Instructions to follow → In the listing below, find each line with the string "actually" and return it.
● ● ●
PR #79, opened 2020-07-06
Template class implementation

unandyala:
- Template class holds the template and renders the template with the given context/data
- Accepts custom Handlebars environment for the rendering

Note: Need to move Template class and tests to generate package which will be added by @bredmond-sf PR (https://github.com/SalesforceCommerceCloud/raml-toolkit/pull/76)


src/common/template.ts
```diff
@@ -0,0 +1,49 @@
...
+ */
+export class Template {
+  content: string;
+
+  /**
+   * Creates a Template object
+   * @param path - Path to the template file
+   * @param hb - Optional handlebars instance, default instance is used if not provided
+   */
+  constructor(public path: string, public hb = Handlebars) {
```
wjhsf, line 21:
```suggestion
  constructor(public path: string, public handlebars = Handlebars) {
```
Using the full name makes it more clear what the property actually is.

src/common/template.ts
```diff
@@ -0,0 +1,49 @@
+/*
+ * Copyright (c) 2020, salesforce.com, inc.
+ * All rights reserved.
+ * SPDX-License-Identifier: BSD-3-Clause
+ * For full license text, see the LICENSE file in the repo root or https://opensource.org/licenses/BSD-3-Clause
+ */
+import fs from "fs-extra";
+import Handlebars from "handlebars";
```
wjhsf, line 8: Currently the class uses the default/global Handlebars instance. I thought that yesterday we had decided on using a custom instance? (So that we don't have accidental collisions if someone is using the global instance elsewhere.)

src/common/template.test.ts
```diff
@@ -0,0 +1,82 @@
+/*
+ * Copyright (c) 2020, salesforce.com, inc.
+ * All rights reserved.
+ * SPDX-License-Identifier: BSD-3-Clause
+ * For full license text, see the LICENSE file in the repo root or https://opensource.org/licenses/BSD-3-Clause
+ */
+import { expect } from "chai";
+import { Template } from "./template";
+import { fileSync } from "tmp";
+import { writeFileSync, readFileSync } from "fs-extra";
```
wjhsf, line 10: In my PR, I've added the `chai-fs` plugin. You should consider using it, I've found it quite helpful.

src/common/template.test.ts
```diff
@@ -0,0 +1,82 @@
...
+    );
+  });
+  it("creates instance of template with a valid template file", async () => {
+    const templateFile = fileSync({ postfix: ".hbs" });
+    const templateContent = "Test";
+    writeFileSync(templateFile.name, templateContent);
+    const template = new Template(templateFile.name);
+    //verify template and its content
+    expect(template).to.be.an.instanceof(Template);
+    expect(template.content).to.equal(templateContent);
```
wjhsf, line 40:
```suggestion
    expect(template.content).to.equal("Test");
```
Test values should be hard-coded when possible, to avoid weird/unexpected side effects.

src/common/template.test.ts
```diff
@@ -0,0 +1,82 @@
+/*
```
wjhsf, line 1: Great test descriptions in this file!

src/common/template.ts
unandyala: I felt there are too many "handlebars" which is kind of confusing

src/common/template.ts
```diff
@@ -0,0 +1,49 @@
...
+  content: string;
+
+  /**
+   * Creates a Template object
+   * @param path - Path to the template file
+   * @param hb - Optional handlebars instance, default instance is used if not provided
+   */
+  constructor(public path: string, public hb = Handlebars) {
+    try {
+      this.content = fs.readFileSync(path, "utf8");
```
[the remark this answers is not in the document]
unandyala: I think we should allow/support one encoding through out the code so that we avoid conversion issues in future

src/common/template.ts
```diff
@@ -0,0 +1,49 @@
...
+   *
+   * @param context - The data model to use for substitutions
+   * @param destination - The file path to write the rendered template to
+   */
+  render(context: { [key: string]: unknown }, destination: string): void {
+    fs.outputFileSync(
+      destination,
+      //Parts of the AMF model use prototype properties and methods, we need to make those available to Handlebars
+      this.handlebars.compile(this.content)(context, {
+        allowProtoPropertiesByDefault: true,
```
monkey-jeff, line 44: Should we expose this configuration?

src/common/template.ts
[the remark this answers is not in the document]
monkey-jeff: I am okay with this.  I don't really see us supporting anything but UTF-8 for a long time here.

src/common/template.ts
```diff
@@ -0,0 +1,49 @@
...
+    }
+  }
+
+  /**
+   * Make substitutions and write the template to a file.
+   *
+   * @param context - The data model to use for substitutions
+   * @param destination - The file path to write the rendered template to
+   */
+  render(context: { [key: string]: unknown }, destination: string): void {
```
monkey-jeff, line 39: Should this be returning void?

src/common/template.ts
unandyala: probably, we can expose both compile and runtime options

src/common/template.ts
unandyala: yes, it renders to the given destination.

src/common/template.ts
bredmond-sf: Can you think of a scenario where someone would need to worry about malicious templates?

src/common/template.ts
monkey-jeff: Is it synchronous?

monkey-jeff: (And should it be synchronous if it is?)

src/common/template.ts
bredmond-sf: My personal preference is that this be minimal configuration and if someone needs something more advanced to let them fallback to using Handlebars directly.

unandyala: Agree, as the current implementation of Template is just a wrapper. If Template is going to have more logic/features (just saying, not sure it will) in future then probably it make sense to expose these options

src/common/template.ts
unandyala: its synchronous right now

src/common/template.test.ts
```diff
@@ -0,0 +1,88 @@
...
+    //render template
+    const data = { name: "Test rendering" };
+    const renderedFile = fileSync();
+    template.render(data, renderedFile.name);
+
+    //verify the rendered content
+    expect(renderedFile.name)
+      .to.be.a.file()
+      .with.content(data.name.toUpperCase());
+  });
```
gkhunger-sf, line 87: Can we have a check to ensure that the passed customHb instance is actually used?

unandyala: there is helper registered with the custom hb to ensure it is used

package.json
```diff
@@ -39,7 +39,8 @@
     "tmp": "^0.2.0",
     "ts-node": "^8.9.1",
     "typescript": "^3.7.5",
-    "unzipper": "^0.10.11"
+    "unzipper": "^0.10.11",
+    "handlebars": "^4.7.6"
```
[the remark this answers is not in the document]
bredmond-sf: Haha I almost made the same comment, but then I added a command to my PR that sorts everything in package.json automatically

src/common/template.ts
monkey-jeff: Should it be synchronous?

unandyala: keeping it synchronous lets us handle any errors better (I added try catch around it)

wjhsf: The error handling is the same for sync/async. All you'd need to change here is `fs.outputFileSync` to `await fs.outputFile` and the return type to `Promise<void>`.

src/common/template.test.ts
gkhunger-sf: my bad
● ● ●
Response to the task →
Using the full name makes it more clear what the property actually is.
gkhunger-sf, line 87: Can we have a check to ensure that the passed customHb instance is actually used?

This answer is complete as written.